Between Two Giants: Sri Lanka in the Asian Century

EVENT: 6pm Thurs 20 June – More often than not the perception of Sri Lanka in Australia is of a country that plays one of our great games, cricket, and is the source of a large number of seafaring asylum seekers – some of them claiming to be fleeing persecution, others clearly economic migrants.

But Sri Lanka occupies a key strategic position in what is fast being acknowledged as the world’s most important seaway – the Indian Ocean. In Sri Lanka, the Chinese have funded, built and established a vast new deep-water port on the south of the island state that has fuelled concerns in Delhi and Washington.

Sri Lanka is seen by many as the focus of a contest for influence between Delhi and Beijing. India is particularly concerned about the so-called “string of pearls” – a chain of deepwater ports built with Chinese aid along the Indian Ocean rim.

But the counterpoint is that Beijing needs to safeguard its access to oil: “China imports 200m tonnes of oil each year and 80% of that travels across the Indian Ocean. Last week Chinese-Sri Lankan cooperation continued, with China offering almost $2.2 billion in loans for infrastructure projects.

Sri Lanka’s foreign minister, Professor G.L. Peiris, who also announced a defence agreement with China and held out the prospect of a free trade agreement, has been at pains to point out that these deals will not be done at the expense of or risk to any other country.

So what is Sri Lanka’s long-term strategy? Who does it see as its friends in the Asian century? What importance does it attach to relations with Australia and with ASEAN?

AIIA NSW is delighted to welcome Professor Peiris to the Glover Cottages during his brief official visit to Australia. He is the second ranking foreign minister we have welcomed in just a few weeks, and his message will be an important one. Space will be limited so please reserve your seat for this premium event now.

Professor G.L. Peiris is a Sri Lankan politician with a strong academic background. After graduating in law and becoming a Rhodes scholar, he went on to become a Professor of Law and the Dean of the Faculty of Law before taking office as the second Vice-Chancellor of the University of Colombo following the assassination of Prof. Stanley Wijesundera during the height of the 1987–89 JVP Insurrection. He served as vice-chancellor from 1988 to 1994 until leaving to take up politics.

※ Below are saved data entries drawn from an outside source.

PR #1392, opened 2026-09-09
Codex/restore stacked growth attribution 2

w84april:
### Summary

Keep portfolio Index charts available when some vaults have incomplete valuation data, using a fixed subset of reliably valued vaults.

- Keep Index contributions aligned with the included subset and invalidate outdated history caches.
- Align partial-data warnings across USD, ETH, and Index without showing excluded-vault counts.
- Restore subtler chart colors and improve contribution stacking order.

### Test plan

Type checks, lint, and portfolio regression tests passed. Manually check partial-history wallets across 1Y/ALL and USD/ETH/Index views.

### Risk / impact

Index now represents the reliably valued subset when data is incomplete. No transaction-flow changes.

### DIFF
--- a/apps/yearn/src/components/pages/portfolio/components/PortfolioGrowthContributionsChart.tsx
+++ b/apps/yearn/src/components/pages/portfolio/components/PortfolioGrowthContributionsChart.tsx
@@ -20,7 +20,6 @@ import {
   getChartMonthlyTicks,
   getChartWeeklyTicks
 } from '@pages/vaults/utils/charts'
-import { LIGHT_MODE_COLORS } from '@shared/components/AllocationChart'
 import { formatUSD } from '@shared/utils'
 import type { ReactElement } from 'react'
 import { useMemo } from 'react'
@@ -46,10 +45,19 @@ type TPresentedContributionSeries = TPortfolioGrowthContributionSeries & {
 }
 
 const MAX_VAULTS = 8
-const CONTRIBUTION_COLORS = LIGHT_MODE_COLORS
-const OTHER_COLOR = '#d7e6ff'
-const INDEX_BASE_COLOR = '#e8f1ff'
-const TOTAL_COLOR = '#0657f9'
+const CONTRIBUTION_COLORS = [
+  '#46a2ff',
+  '#7bb3a8',
+  '#e1a23b',
+  '#b67ae5',
+  '#f472b6',
+  '#f97316',
+  '#14b8a6',
+  '#94adf2'
+] as const
+const OTHER_COLOR = '#94a3b8'
+const INDEX_BASE_COLOR = '#80b7f4'
+const TOTAL_COLOR = '#2578ff'
 const LINE_HEADROOM = 1.05
 const CHART_MARGIN = {
   ...CHART_WITH_AXES_MARGIN,
@@ -353,7 +361,7 @@ export function PortfolioGrowthContributionsChart({
             stroke={item.color}
             strokeWidth={0.75}
             fill={item.color}
-            fillOpacity={item.isBase ? 0.28 : item.isOther ? 0.3 : 0.45}
+            fillOpacity={0.1}
             connectNulls={mode !== 'eth'}
             tooltipType={'none'}
             isAnimationActive={false}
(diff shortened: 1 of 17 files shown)


rossgalloway:
had a long chat with codex about this branch. the response below is pretty long but hopefully legible. Happy to take over the changes and push to this branch if that is an easier solution than the back and forth.

---

<html>
<body>
<html><head></head><body><p>This review recommends keeping the existing USD, ETH, and Index calculations, while making their handling of missing data more consistent.</p><h3>What the charts measure</h3><p>All three charts start from the same position history: deposits, withdrawals, shares held, and vault price per share (PPS). PPS already reflects the vault’s compounding.</p><p>The charts use that history to answer different questions:</p><ul><li><strong>USD growth:</strong> How much underlying growth did these positions earn, valued using each deposit lot’s receipt-time USD price?</li><li><strong>ETH growth:</strong> The same type of growth amount, valued using each lot’s receipt-time ETH price.</li><li><strong>Index:</strong> How did the portfolio perform relative to the capital invested during each interval, adjusting for deposits and withdrawals?</li></ul><p>USD and ETH still need deposit and withdrawal accounting to separate earnings from principal. The Index additionally uses participating capital as the denominator when calculating returns.</p><p>For example, earning $10 on $100 and earning $10 on $1,000 produce the same USD growth amount, but different returns. This is why Index is a separate calculation, rather than another display unit.</p><h3>How the architecture currently works</h3><p>The backend builds position ledgers from wallet events. These ledgers retain deposit lots, remaining shares, principal, receipt prices, and realized growth.</p><p>The valuation code then uses PPS to convert remaining shares into underlying assets and calculate unrealized growth.</p><p>From there, the paths differ:</p><ul><li>USD growth is calculated when the vaults are materialized, then summed.</li><li>ETH growth has a separate calculation over the ledgers, then sums the available values.</li><li>Index uses USD-weighted growth and capital. This PR adds a fixed set of excluded vaults and rebuilds history when that set changes.</li></ul><p>The frontend receives the totals and per-vault series. It derives warnings from a mixture of final summary status, Index exclusions, and missing values in the displayed series.</p><p>The problem is that these paths do not share one consistent representation of unavailable valuation data. Some missing inputs become numeric values, while others become <code dir="ltr">null</code> or cause exclusion.</p><h3>Confirmed problem: missing PPS can appear as a loss</h3><p>For an open position, the calculation should be:</p><pre dir="ltr"><code>current underlying = shares × PPS
unrealized growth = current underlying − remaining principal</code></pre><p>If PPS is unavailable, current underlying is also unavailable.</p><p>Currently, both USD and ETH paths can substitute zero for current underlying and then subtract principal. This makes an unavailable position look worthless.</p><p>A focused test reproduced the issue with 100 deposited units:</p><div><div><div>
Point | USD growth | ETH growth at $2/ETH
-- | -- | --
Initial PPS of 1 | 0 | 0
PPS unavailable | −100 | −50
PPS recovered to 1.1 | +10 | +5

</div></div></div><p>This gives USD and ETH a shared completeness policy, with differences only where their price requirements differ.</p><p><strong>3. Keep the Index’s fixed-subset behavior.</strong></p><p>Index needs growth and capital from the same set of vaults. Omitting a vault’s growth while retaining its principal would understate returns. Changing membership during the series can also distort linked returns.</p><p>Keep the exclusion of both growth and capital, the history rebuild, and the alignment of stacked Index contributions with the included subset.</p><p><strong>4. Return completeness information with each historical value.</strong></p><p>Each output should identify whether it is complete, partial, estimated, or unavailable, and which contributions are missing.</p><p>Calculate this information before selecting vaults for display. The frontend should not infer portfolio completeness from a filtered list of chart series or only from the latest valuation.</p><p>USD and ETH may still show known contributions as a partial total. However, the chart should identify changes in coverage and avoid presenting them as uninterrupted investment performance.</p><p><strong>5. Attach estimate flags to the value being plotted.</strong></p><p>The chart plots <code dir="ltr">growthWeightUsd</code>, but currently attaches <code dir="ltr">growthUsdEstimated</code>. These fields describe different valuations.</p><p>Estimate and completeness flags should describe the actual plotted field. A missing exit price should not label a receipt-weighted value estimated when all its required inputs are available.</p><h3>Rationale and priority</h3><p>These changes preserve the purpose of each chart. They make the handling of uncertainty consistent: <strong>missing information must not appear as a financial loss, a genuine zero, or a complete portfolio total.</strong></p><p>The first priority is the confirmed missing-PPS loss bug. The Index protection should remain. Completeness metadata and estimate labels should then be aligned with the actual calculations.</p><p>Regression tests should cover unavailable PPS and recovery, missing conversion prices, partially available portfolios, and fully exited positions. Existing focused tests pass, but the additional missing-PPS test exposed a gap in the current coverage.</p></body></html>
</body>
</html>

Professor Peiris became a close confidant of the former President Chandrika Bandaranaike Kumaratunga, who appointed him as a national list member of the parliament following the 1994 election. Thereafter, Mrs Kumaratunga, then Prime Minister, appointed him as Minister of Justice and Constitutional Affairs and Deputy Minister of Finance. He was also given the portfolio of External Trade. In a subsequent Cabinet reshuffle, he was given two additional portfolios—Ethnic Affairs and National Integration—which were hitherto held by the President.

However, in 2001, he had disagreements with President Kumaratunga and defected to the opposition, effectively bringing down the government. He joined the opposition United National Party led United National Front (UNF), which captured power in the subsequent general election. When the UNF government headed by the then Prime Minister Ranil Wickremesinghe engaged in peace talks with the Liberation Tigers of Tamil Eelam, Peiris was appointed as the chief negotiator. In 2007 the current President, Mahinda Rajapaksa, appointed him Minister of Export Development and International Trade and then in 2010 appointed him Minister of External Affairs of Sri Lanka.